Over the last few weeks I have been reading and thinking a lot about Complex PTSD.
There has been a sense of relief at external validation, that I have a right to feeling the way I do and responding as I do, that these are known symptoms and consequences of feeling neglected as a child.
During this time of reflection I have been aware of an increase in body tension, just generally that it’s been ramped up a couple of notches, as if I’m preparing to flee. This has just been brought home to me even more as I’ve just been made aware of a public cock-up I have made work wise and my body has gone into overdrive, turning into a huge bucket of nerves, wanting to both run away, curl into a ball and hide, answer back in anger, and grovel apologetically. I think this covers all of Pete Walker’s 4 F’s responses: fight, flight, freeze and fawn (Complex PTSD: From Surviving to Thriving: A Guide and Map for Recovering from childhood trauma, an excellent and most readable non-technical book).
I also recognise the feeling as being familiar to me from some eight years ago when I was falsely accused of doing something stupid (I can’t even remember what now) on a public forum and I spent the weekend in tears feeling much as I do now, although now I am not crying and I have not fallen to pieces in the same way as I did then. So there’s progress but the fact that I am feeling the same way or similar just gives me emotional flashbacks to times I’ve felt this way before and there is a sort of cumulative effect where it is as if the emotional intensity of all vaguely similar events are all piled up together so that it’s not just the one thing now that I am dealing with but all of them together.
I have also been discussing with my therapist how we are to move forward. After three years together we are increasingly “comfortable” together and we need to review how we are to move forward together if I am to make progress. We have done this periodically before and it is an essential part of therapy. My therapist is not trained in PTSD, let alone EMDR so there are choices to be made. I could change therapist now and go to a specialist in PTSD. They cost more and actually finding one that deals in complex PTSD is not easy. Then there is the time factor of establishing a new relationship and developing it to the point of use. Also my therapist has to be vetted and approved to provide paperwork for my course to certify she is providing so many hours of therapy to me a year. I have cold feet about starting anew. So for the moment I’m staying put. I’ve had enough changes this last month or so to not want more.
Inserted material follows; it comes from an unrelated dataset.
PR #931, opened 2015-04-30
Fixes #925 and changes how lowercasing gets done.

### LINKED ISSUE #925: List with a single comma string value sometimes turns uppercase strings to lower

We are therefore going to be working through The Complex PTSD Workbook: A Mind-Body Approach to Regaining Emotional Control and Becoming Whole and see how much work we can do together. Maybe I need to find a specialist to see over the summer holidays when I’ve got the time and space for something new. Also, depending on cost, the more work I can do beforehand the cheaper it will be. Possibly. Who knows. This is all a work in progress and I’m back to feeling that I’m fumbling through the dark.